It looks like 2011 started well for Debian. The project won awards in two out of seven categories at the Linux New Media Awards 2011 (Best Open Source Server Distribution and Outstanding Contribution to Open Source/Linux/Free Software). Just recently Internet.com declared Debian the most influential distribution ever, stating that ~63% of all distributions now being developed come ultimately from Debian.
However, my intention for this article is not solely to praise Debian for its recent awards, but rather to focus on a new project, Debian CUT. Don’t be surprised if you haven’t heard about CUT; it seems most Debian community hasn’t either. Then again, maybe it’s because it is only labelled as unofficial/development so far.
A bit of history
One of the greatest criticisms of Debian is that its release cycles are too long. Debian stable release is seen as often as Ubuntu’s LTS release. As a server solution this doesn’t present a problem at all, it can even seen as a pro. However, for desktop use and for your average Joe who needs to have the latest software and is unable to get it, this may well present a problem. Of course he can always turn to backports to get what he needs but by the time you have finished reading this very sentence, Joe has already moved to Ubuntu.
For those who are completely unaware how things work within Debian, let me try to shed some light.
Debian has 3 main branches:
Unstable, is a branch used mainly by developers, where the latest changes to the software they are working on are made.

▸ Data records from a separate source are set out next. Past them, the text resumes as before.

PR #1284, opened 2025-11-21
Expand sshdconfig parser

tgauth:
# PR Summary
- updates sshdconfig Rust parser to support `match` blocks with tweak to tree-sitter grammar for clarity
- updates sshdconfig Rust parser to support `operator` nodes - add (+), remove (-), insert (^)
- updates sshdconfig Rust parser to serialize `booleans` to `true`/`false` instead of `yes`/`no`

### DIFF
--- a/resources/sshdconfig/src/error.rs
+++ b/resources/sshdconfig/src/error.rs
@@ -9,10 +9,10 @@ use thiserror::Error;
 pub enum SshdConfigError {
     #[error("{t}: {0}", t = t!("error.command"))]
     CommandError(String),
-    #[error("{t}: {0}", t = t!("error.fmt"))]
-    FmtError(#[from] std::fmt::Error),
     #[error("{t}: {0}", t = t!("error.envVar"))]
     EnvVarError(#[from] std::env::VarError),
+    #[error("{t}: {0}", t = t!("error.fmt"))]
+    FmtError(#[from] std::fmt::Error),
     #[error("{t}: {0}", t = t!("error.invalidInput"))]
     InvalidInput(String),
     #[error("{t}: {0}", t = t!("error.io"))]


resources/sshdconfig/src/parser.rs
```diff
@@ -268,4 +395,204 @@ mod tests {
...
+        assert!(ciphers.get("value").unwrap().is_array());
+
+        let macs = result.get("macs").unwrap().as_object().unwrap();
+        assert_eq!(macs.get("operator").unwrap(), &Value::String("-".to_string()));
+        assert!(macs.get("value").unwrap().is_array());
+
+        let kex = result.get("kexalgorithms").unwrap().as_object().unwrap();
+        assert_eq!(kex.get("operator").unwrap(), &Value::String("^".to_string()));
+        assert!(kex.get("value").unwrap().is_array());
+    }
```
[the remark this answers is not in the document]
tgauth: it's not a valid scenario for operators to appear on multiple lines for the same keywords

resources/sshdconfig/src/parser.rs
```diff
@@ -59,67 +59,185 @@ impl SshdConfigParser {
...
+                return Err(SshdConfigError::ParserError(t!("parser.failedToParseNode", input = input).to_string()));
+            }
+
+            match child.kind() {
+                "alpha" => {
+                    let Ok(text) = child.utf8_text(input_bytes) else {
+                        return Err(SshdConfigError::ParserError(t!("parser.failedToParseNode", input = input).to_string()));
+                    };
+                    key = Some(text.to_string());
+                }
```
SteveL-MSFT: This seems a bit confusing to me to read.  I think the grammar should be updated to have a field called `key` or something that is distinct from `alpha`

resources/sshdconfig/src/parser.rs
```diff
@@ -59,67 +59,185 @@ impl SshdConfigParser {
...
+                "boolean" | "string" => {
```
SteveL-MSFT: I wonder if internally we should treat `yes`/`no` booleans as actual booleans instead of strings and just render them back to `yes`/`no` when serializing?

resources/sshdconfig/src/parser.rs
```diff
@@ -132,8 +250,15 @@ impl SshdConfigParser {
             } else {
                 return Err(SshdConfigError::ParserError(t!("parser.keyNotRepeatable", key = key).to_string()));
             }
+        } else if is_repeatable {
+            // Initialize repeatable keywords as arrays
+            if let Value::Array(_) = value {
```
SteveL-MSFT: would it be slightly more readable to use `.is_array()`?

SteveL-MSFT (changes requested):

resources/sshdconfig/src/parser.rs
tgauth: Yeah - this can simplified. Modified to use the existing keyword/arg parsing by referencing each by their field name

SteveL-MSFT (approved):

Usually, after approximately 10 days this software is pushed to testing, branch which is going to become next Debian stable release.
For comparison, in the process of a new Ubuntu release at one point in this process, changes from testing/unstable are frozen where Ubuntu fixes bugs until they are ready to release new Ubuntu release. Debian’s testing branch is said by some to be more stable then most of the stable distributions out there. Last but not least is stable branch, which follows the (in)famous mantra it’s released when it’s ready, although last two releases have been released in a more timely manner.
Okay, so what is Debian CUT?
The idea stretches back more then 2 years, to Joey Hess proposing the idea of Constantly Usable Testing. For users/developers who can’t wait ~2 years to see new Debian release, they usually turn to Debian testing branch. To clarify, testing images are released weekly, but most of us in Debian don’t recommend you jump to testing by installing it from weekly image, but rather by upgrading from stable. To make the situation even worse, these builds frequently don’t work due to all the changes that have been pushed from unstable.
But this is where Constantly Usable Testing idea comes in, where the installer is always installable and you’re already using what’s going to be next stable release. You wouldn’t have to worry about whether the next update is going to break your system, but would get regular security updates, while the big updates would come in shape of new testing snapshot versions. Frequency of release of these snapshots is ought to be on monthly basis, so you can plan on seeing the next release on April 6th (exactly one month after the current release, provided of course if there are no showstopper bugs).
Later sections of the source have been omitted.